Today’s blog article is about missing value representations.
Identifying missing values is not always as easy as finding all NULL values in a database or all NA values in a data frame in R. Sometimes, empty fields are encoded by specific values that represent the missing data point. For example, an empty string, that is, a string of length zero, can represent a missing string value or it can simply be an empty string with no characters. To make things even more complicated, some databases automatically convert zero-length strings to NULL while others treat them as different objects.
I have also encountered data where missing values in text columns were encoded with ‘-‘, ‘NA’, ‘na’, ‘NULL’, ‘null’ among others. It’s always a good idea to calculate counts for all values of a text column, look at the most frequent values and check for patterns like the above-mentioned. I also recommend checking how your database treats zero-length strings and do a quick check on how often they occur in your dataset.
Don’t forget to do another check for strings that consist only of whitespace characters. They are not of length zero, but they are effectively empty and could also stand for missing values.
I recommend running checks for any of the above missing value representations. If you’re building a data product and you need clean data further down the line, replace them with actual NULL values to avoid confusion.
Unfortunately, with numeric columns, there are similar problems. Depending on the origin of your data, a value of zero can mean that the measured variable was actually zero, but it can also be that somewhere in data collection, the value zero has been inserted whenever data was missing. Another popular value people use as a fallback for missing data is minus one. This is often used in ID columns where for whatever reason, there is no ID available. Other popular fallback values are 99, 999, -99, -999 and so on.

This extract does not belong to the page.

PR #581, opened 2021-08-05
Moves scroll logic outside of angular

### LINKED ISSUE #578: Move scroll listener outside angular
## Overview
The `@HostListener('window:scroll', [ '$event' ])` in app component makes all the components re-render for every single scroll event which may be expensive (especially if some have functions in their rendering)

Sometimes, people become creative and replace missing numerical values with the mean of the column. This can be tricky because it’s not obvious that there was data missing. When this is done to a continuous variable, drawing a kernel density estimation or calculating counts for each value in the column can help you spot the unusual spike in frequency at this particular value.
In columns with dates, look out for dates that are too far in the past to make sense in your data. For example, since Unix time counts the seconds since January 1st, 1970, this is a commonly used fallback value when a date is missing. Another value that should catch your attention is January 1st, 1900, which is the oldest possible value in Microsoft Excel. When you encounter this value, you can almost always be sure that this is not the actual value of the field, but some fallback due to missing data.
Sometimes, data records are only valid for a certain time period. For example, a product may have been listed on your webshop from 01.03.2016 (START_DATE) to 31.08.2018 (END_DATE). Another product may have a START_DATE of 01.05.2017 and still be sold in your shop, so the END_DATE is empty, i.e. NULL. The problem with this is that you may want to select all currently valid products by using the condition WHERE CURRENT_DATE BETWEEN PRODUCT.START_DATE AND PRODUCT.END_DATE. This doesn’t work because END_DATE is NULL. Sometimes, people solve this problem by setting END_DATE to some unrealistically high value like 31.12.2099 or 31.12.2999. Even though you may often see this in practice, it’s not best practice. After all, this is how the millennium bug, also known as Y2K bug, came to be.